== Task instructions ==
Look below and pull out each line with the word "good".
(Source records begins)
PR #224, opened 2021-07-10
USDZ export

sukolsak:
This PR adds support for USDZ export. [USD/USDZ](https://graphics.pixar.com/usd/docs/index.html) is a 3D file format developed by Pixar. It's [heavily](https://developer.apple.com/augmented-reality/quick-look/) [used](https://developer.apple.com/augmented-reality/tools/) on Apple's platforms. Users can view USDZ files natively on iOS and project them into the real world through the built-in augmented reality viewer. For macOS, they can be viewed through Xcode.

Notes:
* **AR**: On iOS, it's possible to generate a USDZ blob link that [takes the user directly to the AR viewer](https://webkit.org/blog/8421/viewing-augmented-reality-assets-in-safari-for-ios/) instead of downloading it. Android also has a [similar feature](https://developers.google.com/ar/develop/java/scene-viewer) for GLTF, but unfortunately, the GLTF file must be served from the server, [not dynamically generated](https://github.com/google/model-viewer/issues/617). Let me know if you are interested in this feature, and I can implement it. It will work only on iOS until Android supports GLTF blob links. You can see a [demo](https://stanford.edu/~sukolsak/files/molstar_ar.mov) here.
* **Vertex colors**: Vertex coloring in USD seems to be supported only on macOS, but [not on iOS](https://github.com/kcoley/gltf2usd/issues/108#issuecomment-440171377). Apple [recommends](https://download.developer.apple.com/Applications/Reality_Converter/Reality_Converter_Beta_Readme.pdf) that developers "bake" vertex colors to textures when converting from GLTF to USDZ. I'm not sure how to do that with "volume" color types. Since the output files will probably be viewed mainly on iOS, I implement colors using materials. To avoid creating too many materials when using smooth coloring, I use color quantization like in OBJ export.
* **ASCII/Binary**: USD has two formats: ASCII (.usda) and binary (.usdc). USDZ is a zero compression zip archive of .usda or .usdc. There is currently no published spec for the binary format. Three.js is [using the ASCII format](https://github.com/mrdoob/three.js/blob/dev/examples/jsm/exporters/USDZExporter.js). Blender [supports both formats](https://github.com/blender/blender/tree/master/source/blender/io/usd) through [Pixar's USD library](https://github.com/PixarAnimationStudios/USD), which is cumbersome to use. There is an [open-source project](https://github.com/robmcrosby/BlenderUSDZ) that generates the binary directly without using Pixar's library. It seems that the author ported the relevant C++ code from Pixar's library to Python. I use the ASCII format in this PR. The export file size is larger than the binary format, but I think the code is easier to understand and maintain.
* **Instancing**: USD supports [instancing](https://graphics.pixar.com/usd/docs/api/_usd__page__scenegraph_instancing.html). But it seems to have problems with `GeomSubset`s, which I use to bind meshes to multiple materials. The instanced objects seem to lose colors. I don't know how to fix this yet. So I'm currently not using this feature.


arose:
Thanks @sukolsak! The code looks good. I would like to test the usdz output but too. I tried this Blender extension (https://github.com/robmcrosby/BlenderUSDZ) but nothing gets imported. Not sure why. Haven't tried it with other usdz files yet. Also should have access to a mac in the next days to test.

sukolsak:
Thanks @arose. That Blender extension can only import the binary format (i.e., .usdc aka "crate"). When extracting .usdz, it only looks for .usdc files. See https://github.com/robmcrosby/BlenderUSDZ/blob/master/io_scene_usdz/import_usdz.py#L29 This PR uses the ASCII format (i.e., .usda). The extension doesn't work with USDZ exported from [Three.js Editor](https://threejs.org/editor/) either because it also uses the ASCII format.

arose:
Hi @sukolsak, I could try it via BrowserStack on an iPad and built-in Preview App on MacOS can view them as well. Works very nicely. Thanks!

> On iOS, it's possible to generate a USDZ blob link [...]. Let me know if you are interested in this feature, and I can implement it.

That would be great. You have that already on https://stanford.edu/~sukolsak/molstar/ with some feature detection, right?

> Vertex colors

I don't think there is a general way we can "bake" vertex colors to a texture because we would need a way to create uv coordinates for molecular and gaussian surfaces. Using the same approach as for obj is fine.

> ASCII/Binary

Sounds good.

> Instancing

Ok, if you ever figure out how to fix it, feel free to add it :)

sukolsak:
@arose Thanks for trying it. I have implemented the USDZ AR feature. I just wasn't sure how you felt about iOS-only features. Here is what it looks like on an iPhone, with a new AR icon.
molstar

arose:
Nice, thanks @sukolsak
(Source records ends)
== Exercise result ==
Thanks @sukolsak! The code looks good. I would like to test the usdz output but too. I tried this Blender extension (https://github.com/robmcrosby/BlenderUSDZ) but nothing gets imported. Not sure why. Haven't tried it with other usdz files yet. Also should have access to a mac in the next days to test.
Sounds good.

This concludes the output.